● YOUR OBJECTIVE: Nothing but the lines below between the line holding "aka platform error." and the line holding "Install protobuf package", inclusive, should appear in the answer, each set down exactly.

● Saved data entries:
/---

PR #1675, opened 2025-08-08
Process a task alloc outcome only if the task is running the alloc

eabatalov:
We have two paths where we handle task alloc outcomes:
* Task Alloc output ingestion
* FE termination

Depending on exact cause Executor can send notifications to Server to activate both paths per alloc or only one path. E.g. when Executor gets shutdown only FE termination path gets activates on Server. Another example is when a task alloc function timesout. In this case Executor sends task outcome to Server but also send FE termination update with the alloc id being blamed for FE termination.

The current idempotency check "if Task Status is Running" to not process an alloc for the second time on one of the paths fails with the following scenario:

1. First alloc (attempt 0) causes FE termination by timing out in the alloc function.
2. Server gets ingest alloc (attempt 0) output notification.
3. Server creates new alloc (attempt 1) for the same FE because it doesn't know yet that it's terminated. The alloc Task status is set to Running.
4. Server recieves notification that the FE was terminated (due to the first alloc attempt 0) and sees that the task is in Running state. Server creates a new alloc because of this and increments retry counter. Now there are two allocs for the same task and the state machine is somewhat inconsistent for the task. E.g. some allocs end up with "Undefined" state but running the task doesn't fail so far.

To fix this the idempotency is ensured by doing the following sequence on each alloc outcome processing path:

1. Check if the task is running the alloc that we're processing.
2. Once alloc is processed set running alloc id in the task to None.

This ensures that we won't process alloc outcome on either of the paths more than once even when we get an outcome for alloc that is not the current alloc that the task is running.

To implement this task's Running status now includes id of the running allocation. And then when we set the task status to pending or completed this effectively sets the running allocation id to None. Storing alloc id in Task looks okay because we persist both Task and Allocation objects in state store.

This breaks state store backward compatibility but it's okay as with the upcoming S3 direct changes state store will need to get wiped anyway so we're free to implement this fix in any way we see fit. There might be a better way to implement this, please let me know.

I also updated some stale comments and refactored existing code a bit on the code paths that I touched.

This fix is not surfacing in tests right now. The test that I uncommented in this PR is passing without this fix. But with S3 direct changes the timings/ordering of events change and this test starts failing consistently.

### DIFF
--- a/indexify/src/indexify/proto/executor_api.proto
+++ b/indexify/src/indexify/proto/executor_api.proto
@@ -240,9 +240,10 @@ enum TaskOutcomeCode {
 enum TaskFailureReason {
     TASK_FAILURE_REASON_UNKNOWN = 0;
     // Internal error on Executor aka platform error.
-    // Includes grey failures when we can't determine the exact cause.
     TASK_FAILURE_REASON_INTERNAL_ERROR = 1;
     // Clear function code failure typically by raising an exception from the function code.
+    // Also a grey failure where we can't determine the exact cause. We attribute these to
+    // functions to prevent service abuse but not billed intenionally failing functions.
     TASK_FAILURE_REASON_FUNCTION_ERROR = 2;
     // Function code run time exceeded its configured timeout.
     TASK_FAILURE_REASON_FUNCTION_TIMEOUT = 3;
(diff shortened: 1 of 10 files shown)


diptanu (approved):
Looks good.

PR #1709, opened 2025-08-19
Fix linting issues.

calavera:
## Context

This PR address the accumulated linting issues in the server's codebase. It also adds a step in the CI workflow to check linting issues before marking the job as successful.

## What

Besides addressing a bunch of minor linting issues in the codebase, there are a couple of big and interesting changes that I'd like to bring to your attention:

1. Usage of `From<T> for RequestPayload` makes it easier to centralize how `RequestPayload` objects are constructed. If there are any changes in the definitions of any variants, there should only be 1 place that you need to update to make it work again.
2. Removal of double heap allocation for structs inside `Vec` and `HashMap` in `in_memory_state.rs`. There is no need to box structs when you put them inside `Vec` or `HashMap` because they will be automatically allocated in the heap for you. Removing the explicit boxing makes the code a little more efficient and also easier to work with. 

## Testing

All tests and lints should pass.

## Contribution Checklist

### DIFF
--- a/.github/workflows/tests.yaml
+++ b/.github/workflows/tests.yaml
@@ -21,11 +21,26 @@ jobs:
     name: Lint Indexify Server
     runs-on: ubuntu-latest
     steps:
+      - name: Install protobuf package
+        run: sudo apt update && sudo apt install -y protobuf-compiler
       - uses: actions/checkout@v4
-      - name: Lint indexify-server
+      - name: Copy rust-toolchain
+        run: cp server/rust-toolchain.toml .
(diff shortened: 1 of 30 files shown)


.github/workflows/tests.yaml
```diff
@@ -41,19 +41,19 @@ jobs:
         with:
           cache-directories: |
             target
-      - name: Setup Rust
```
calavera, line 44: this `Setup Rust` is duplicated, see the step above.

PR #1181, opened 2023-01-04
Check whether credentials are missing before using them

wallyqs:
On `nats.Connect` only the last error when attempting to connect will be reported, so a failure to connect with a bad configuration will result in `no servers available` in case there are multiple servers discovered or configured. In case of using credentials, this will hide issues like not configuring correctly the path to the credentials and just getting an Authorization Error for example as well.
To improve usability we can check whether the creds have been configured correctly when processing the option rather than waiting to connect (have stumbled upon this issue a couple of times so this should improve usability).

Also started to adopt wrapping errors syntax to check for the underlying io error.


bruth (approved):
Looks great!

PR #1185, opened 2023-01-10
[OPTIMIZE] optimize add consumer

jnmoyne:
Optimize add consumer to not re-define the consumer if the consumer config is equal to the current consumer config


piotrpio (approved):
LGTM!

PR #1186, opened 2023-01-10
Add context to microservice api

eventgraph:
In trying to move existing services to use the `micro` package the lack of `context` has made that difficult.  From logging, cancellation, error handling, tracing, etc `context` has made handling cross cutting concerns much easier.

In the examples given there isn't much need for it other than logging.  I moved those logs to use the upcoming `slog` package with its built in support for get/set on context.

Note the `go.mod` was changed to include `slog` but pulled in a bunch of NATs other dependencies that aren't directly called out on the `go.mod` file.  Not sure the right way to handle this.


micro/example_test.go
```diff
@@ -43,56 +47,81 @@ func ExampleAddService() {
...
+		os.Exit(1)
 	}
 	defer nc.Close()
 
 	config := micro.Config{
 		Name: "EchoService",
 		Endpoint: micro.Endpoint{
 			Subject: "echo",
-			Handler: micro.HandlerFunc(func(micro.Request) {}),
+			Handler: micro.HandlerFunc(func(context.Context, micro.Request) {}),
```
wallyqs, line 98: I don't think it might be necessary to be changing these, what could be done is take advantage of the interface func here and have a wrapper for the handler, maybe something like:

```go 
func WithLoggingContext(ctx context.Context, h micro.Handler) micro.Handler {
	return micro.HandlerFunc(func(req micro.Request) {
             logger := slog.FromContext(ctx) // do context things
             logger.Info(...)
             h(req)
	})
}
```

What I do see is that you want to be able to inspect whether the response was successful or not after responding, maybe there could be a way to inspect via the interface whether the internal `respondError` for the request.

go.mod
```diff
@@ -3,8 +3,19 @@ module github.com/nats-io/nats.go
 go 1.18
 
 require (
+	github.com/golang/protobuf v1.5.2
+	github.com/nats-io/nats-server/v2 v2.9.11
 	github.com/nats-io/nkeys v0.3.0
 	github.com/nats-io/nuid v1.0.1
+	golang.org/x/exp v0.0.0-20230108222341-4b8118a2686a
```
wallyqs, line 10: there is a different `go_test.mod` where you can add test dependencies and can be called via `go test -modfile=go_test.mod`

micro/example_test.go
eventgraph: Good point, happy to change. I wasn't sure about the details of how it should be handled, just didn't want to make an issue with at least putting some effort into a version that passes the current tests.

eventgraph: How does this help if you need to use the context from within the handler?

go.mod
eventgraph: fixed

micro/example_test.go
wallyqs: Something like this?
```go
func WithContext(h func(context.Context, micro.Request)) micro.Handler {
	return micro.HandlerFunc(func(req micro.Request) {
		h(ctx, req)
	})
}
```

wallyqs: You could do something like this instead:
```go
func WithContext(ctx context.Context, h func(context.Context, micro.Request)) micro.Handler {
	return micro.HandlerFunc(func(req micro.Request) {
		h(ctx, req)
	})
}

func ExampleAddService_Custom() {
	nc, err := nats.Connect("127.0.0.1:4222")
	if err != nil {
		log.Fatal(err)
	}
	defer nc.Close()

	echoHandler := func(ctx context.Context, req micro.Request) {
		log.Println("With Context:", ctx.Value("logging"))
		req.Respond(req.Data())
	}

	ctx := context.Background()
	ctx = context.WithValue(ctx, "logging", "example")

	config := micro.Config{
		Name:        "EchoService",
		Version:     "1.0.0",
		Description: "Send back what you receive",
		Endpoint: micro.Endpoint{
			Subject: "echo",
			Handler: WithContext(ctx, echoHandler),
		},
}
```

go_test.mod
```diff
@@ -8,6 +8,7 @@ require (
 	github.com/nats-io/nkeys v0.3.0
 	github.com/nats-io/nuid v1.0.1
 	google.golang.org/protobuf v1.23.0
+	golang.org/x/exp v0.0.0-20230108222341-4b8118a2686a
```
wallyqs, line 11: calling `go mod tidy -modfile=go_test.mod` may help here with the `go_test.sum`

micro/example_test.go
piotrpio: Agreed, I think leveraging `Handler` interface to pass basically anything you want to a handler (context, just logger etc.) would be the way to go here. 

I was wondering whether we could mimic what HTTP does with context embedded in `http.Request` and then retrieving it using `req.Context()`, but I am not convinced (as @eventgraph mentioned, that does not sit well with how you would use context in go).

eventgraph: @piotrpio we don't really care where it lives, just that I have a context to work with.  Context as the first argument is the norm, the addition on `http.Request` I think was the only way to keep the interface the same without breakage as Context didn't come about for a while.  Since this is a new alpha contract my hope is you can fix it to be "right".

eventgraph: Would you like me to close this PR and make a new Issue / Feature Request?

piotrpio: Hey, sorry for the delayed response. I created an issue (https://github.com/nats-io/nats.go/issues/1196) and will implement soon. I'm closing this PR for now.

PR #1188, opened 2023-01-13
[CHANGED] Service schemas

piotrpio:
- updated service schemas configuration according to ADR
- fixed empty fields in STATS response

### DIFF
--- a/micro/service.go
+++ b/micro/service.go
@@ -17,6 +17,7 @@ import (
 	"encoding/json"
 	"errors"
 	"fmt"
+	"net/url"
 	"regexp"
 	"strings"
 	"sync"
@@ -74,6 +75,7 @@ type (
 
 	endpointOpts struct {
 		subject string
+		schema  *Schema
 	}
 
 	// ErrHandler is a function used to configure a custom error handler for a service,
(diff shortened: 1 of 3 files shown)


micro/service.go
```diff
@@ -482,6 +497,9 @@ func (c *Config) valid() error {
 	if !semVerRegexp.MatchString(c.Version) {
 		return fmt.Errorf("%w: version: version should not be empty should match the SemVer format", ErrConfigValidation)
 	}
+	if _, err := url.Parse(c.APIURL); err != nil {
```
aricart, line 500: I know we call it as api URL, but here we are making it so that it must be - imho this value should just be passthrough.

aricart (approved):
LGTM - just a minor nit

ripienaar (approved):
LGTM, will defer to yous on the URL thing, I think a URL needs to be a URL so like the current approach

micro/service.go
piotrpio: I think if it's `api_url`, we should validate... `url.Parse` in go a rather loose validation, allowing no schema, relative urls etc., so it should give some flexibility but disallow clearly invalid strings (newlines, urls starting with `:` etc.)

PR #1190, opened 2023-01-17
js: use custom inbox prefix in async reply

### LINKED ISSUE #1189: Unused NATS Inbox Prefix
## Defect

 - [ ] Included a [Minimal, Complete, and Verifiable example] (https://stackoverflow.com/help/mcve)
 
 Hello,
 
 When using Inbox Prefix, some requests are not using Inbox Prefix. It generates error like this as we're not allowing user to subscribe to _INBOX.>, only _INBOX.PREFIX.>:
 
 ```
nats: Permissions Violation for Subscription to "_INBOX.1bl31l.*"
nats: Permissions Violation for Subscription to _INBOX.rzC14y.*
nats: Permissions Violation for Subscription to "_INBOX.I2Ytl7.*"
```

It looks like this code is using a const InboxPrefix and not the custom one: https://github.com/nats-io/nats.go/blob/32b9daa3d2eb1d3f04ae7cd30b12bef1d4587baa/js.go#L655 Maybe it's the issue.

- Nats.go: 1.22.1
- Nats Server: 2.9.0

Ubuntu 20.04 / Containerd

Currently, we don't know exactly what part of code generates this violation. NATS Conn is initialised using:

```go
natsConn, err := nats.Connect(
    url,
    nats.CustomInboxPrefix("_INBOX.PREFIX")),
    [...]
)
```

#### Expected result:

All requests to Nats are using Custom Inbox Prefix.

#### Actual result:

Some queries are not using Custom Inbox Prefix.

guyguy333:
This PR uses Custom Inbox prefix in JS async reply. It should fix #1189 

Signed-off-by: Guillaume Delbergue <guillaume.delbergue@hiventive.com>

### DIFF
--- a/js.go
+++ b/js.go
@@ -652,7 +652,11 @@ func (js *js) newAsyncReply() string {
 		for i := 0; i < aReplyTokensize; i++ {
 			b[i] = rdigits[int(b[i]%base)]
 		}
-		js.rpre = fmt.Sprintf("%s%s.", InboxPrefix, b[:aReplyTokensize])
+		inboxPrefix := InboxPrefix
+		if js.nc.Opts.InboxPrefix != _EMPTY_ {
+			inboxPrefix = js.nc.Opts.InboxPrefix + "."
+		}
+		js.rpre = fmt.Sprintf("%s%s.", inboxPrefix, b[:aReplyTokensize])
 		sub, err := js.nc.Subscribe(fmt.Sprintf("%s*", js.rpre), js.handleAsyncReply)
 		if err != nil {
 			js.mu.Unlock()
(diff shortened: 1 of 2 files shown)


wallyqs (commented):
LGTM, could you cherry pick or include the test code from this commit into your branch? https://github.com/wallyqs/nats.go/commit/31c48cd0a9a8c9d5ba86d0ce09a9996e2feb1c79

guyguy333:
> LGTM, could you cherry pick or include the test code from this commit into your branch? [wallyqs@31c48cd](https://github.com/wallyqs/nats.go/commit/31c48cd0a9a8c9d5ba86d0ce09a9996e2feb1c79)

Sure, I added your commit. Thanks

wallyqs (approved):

\---

● EXERCISE RESPONSE:
     // Internal error on Executor aka platform error.
-    // Includes grey failures when we can't determine the exact cause.
     TASK_FAILURE_REASON_INTERNAL_ERROR = 1;
     // Clear function code failure typically by raising an exception from the function code.
+    // Also a grey failure where we can't determine the exact cause. We attribute these to
+    // functions to prevent service abuse but not billed intenionally failing functions.
     TASK_FAILURE_REASON_FUNCTION_ERROR = 2;
     // Function code run time exceeded its configured timeout.
     TASK_FAILURE_REASON_FUNCTION_TIMEOUT = 3;
(diff shortened: 1 of 10 files shown)


diptanu (approved):
Looks good.

PR #1709, opened 2025-08-19
Fix linting issues.

calavera:
## Context

This PR address the accumulated linting issues in the server's codebase. It also adds a step in the CI workflow to check linting issues before marking the job as successful.

## What

Besides addressing a bunch of minor linting issues in the codebase, there are a couple of big and interesting changes that I'd like to bring to your attention:

1. Usage of `From<T> for RequestPayload` makes it easier to centralize how `RequestPayload` objects are constructed. If there are any changes in the definitions of any variants, there should only be 1 place that you need to update to make it work again.
2. Removal of double heap allocation for structs inside `Vec` and `HashMap` in `in_memory_state.rs`. There is no need to box structs when you put them inside `Vec` or `HashMap` because they will be automatically allocated in the heap for you. Removing the explicit boxing makes the code a little more efficient and also easier to work with. 

## Testing

All tests and lints should pass.

## Contribution Checklist

### DIFF
--- a/.github/workflows/tests.yaml
+++ b/.github/workflows/tests.yaml
@@ -21,11 +21,26 @@ jobs:
     name: Lint Indexify Server
     runs-on: ubuntu-latest
     steps:
+      - name: Install protobuf package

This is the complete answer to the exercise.